California Freight Cleanup → Element 5
Where do the health benefits actually land?
The default cleanup delivers 20.8% of its benefits to disadvantaged communities — 4.9 percentage points below their share of the population. We traced the 53.8 deaths avoided per year through five levels of geographic detail — statewide, air-basin, county, census-tract, block-group — while holding the total benefit constant. With AB 617-style targeting, the disadvantaged-community share can rise to 45.4% without sacrificing the overall life-saving total.
→ Decision Dashboard — compare portfolios across CRF anchors and budget scales.

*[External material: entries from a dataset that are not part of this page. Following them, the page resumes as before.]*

PR #1894, opened 2018-07-03
Add aws staging machines, commented out

dannyroberts:


environments/staging/inventory.ini
```diff
@@ -1,27 +1,49 @@
...
+# hqproxy1
 
 [hqdjango0]
 hqdjango0-staging.internal-va.commcarehq.org swap_size=1G
 
 [hqdjango1]
 hqdjango1-staging.internal-va.commcarehq.org swap_size=1G
 
+[hqdjango2]
+10.200.10.178 swap_size=1G hostname=hqdjango2-staging
```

What the question required
Any serious program justification needs DAC vs. non-DAC breakdowns on health outcomes at census-tract resolution — not statewide averages. It also needs to answer whether the benefits flip sign between the two groups, and whether the equity gap can be closed without sacrificing total health gains. A single point-estimate DAC share collapses the moment someone asks for a confidence interval. We built a spatially-resolved decomposition across five levels of geographic detail that feeds the ratepayer-burden analysis directly.
How we built it
We anchored on the zero-cost baseline: transport ACC II compliance plus building current-policy enforcement plus DTE Stockton biomass retirement, which together avoid 53.8 deaths per year at zero net program cost. The proportionality benchmark is 25.7% — the fraction of California’s 39.2 million residents who live in disadvantaged communities (OEHHA CalEnviroScreen 4.0; 2,936 of 9,100 census tracts). At each geographic level we computed what share of the aggregate mortality benefit actually lands in those communities, using per-basin NOx emissions shares for the four data-rich air basins and population-fraction splits for the rest. Two endpoints bracket the defensible range: CalEnviroScreen burden weighting (Morello-Frosch 2011) as the floor, and an AB 617-style 1.70× DAC targeting factor as the ceiling. Every level preserves the 53.8-death total. No additional spending assumed at any level.
What we found
The unmodified free-lunch portfolio delivers 20.8% of its benefits to DAC residents — 4.9 pp below the 25.7% parity benchmark
At statewide resolution (L1), 11.2 of the 53.8 deaths avoided per year land in the 25.7% of California that lives in disadvantaged communities. The gap — 20.8% delivered vs. 25.7% proportional — is structural: the portfolio’s transport and building scenarios track population-weighted NOx emissions, which correlate imperfectly with cumulative environmental burden. No portfolio restructuring is required to close it. Only targeting.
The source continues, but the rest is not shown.